In theory, the development of hosted solutions will allow Siebel to more rapidly deploy mixed implementations for its customers. These mixed solutions can allow autonomous departments that can't or won't wait for traditional enterprise software deployments to gain the fast time-to-benefit they require, without compromising the need for a common data infrastructure that is needed to truly recognize the value of CRM.

The real question is whether this type of strategy will work -– and whether it will sell. It's a great marketing pitch, but will companies really buy UpShot over, say, Salesforce.com, just to unify their data model? Some may –- others won't.

To me, in some ways it sounds like the arguments that DEC and IBM were making at the advent of the PC era. The argument was that these newfangled, lightweight toys (PCs then, hosted solutions now) will never replace the heavy iron (VAXes and mainframes then, enterprise applications now).

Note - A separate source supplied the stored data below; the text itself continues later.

Issue #2393, opened 2026-08-09
flaky: daemon::tests::a_run_that_ignores_term_is_killed_after_the_grace_period fails under full-suite load


macanderson:
## Problem

`daemon::tests::a_run_that_ignores_term_is_killed_after_the_grace_period`
(`crates/stella-cli/src/daemon/tests.rs:483`) fails intermittently during
`cargo test --workspace`, and passes reliably when run alone.

Observed on a 2026-08-08 run of `make gate`:

```
---- daemon::tests::a_run_that_ignores_term_is_killed_after_the_grace_period stdout ----
thread '...' panicked at crates/stella-cli/src/daemon/tests.rs:483:5:
the child was killed after 81.95502ms, before its 8s to shut down cleanly
test result: FAILED. 1534 passed; 1 failed
```

## Control already run

Do not re-do this part — it was the cheap control per CLAUDE.md:

```bash
cargo test -p stella-cli --bin stella a_run_that_ignores_term   # 3/3 pass, ~8.03s each
cargo test --workspace                                          # green on re-run, 128/128 binaries ok
```

So it is load-dependent, not a regression: under full-suite parallelism the
child is observed as killed ~82ms in, two orders of magnitude below the 8s
grace period the test asserts.

## Why it matters

The assertion is a **lower** bound on how long the child survived — it is the
test that proves SIGTERM gets a grace period before SIGKILL. A flake here is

It made logical sense, but the customers never bought into the grand unified theory.

If the same thing happens here -– and I suspect it will -– then Siebel's re-entry into the hosted CRM market will be less about creating mixed deployments than it will be about cannibalizing its own business before the competition does it for them. To Siebel's credit, either way this was a move the company needed to make. From here, what happens is up to the customers.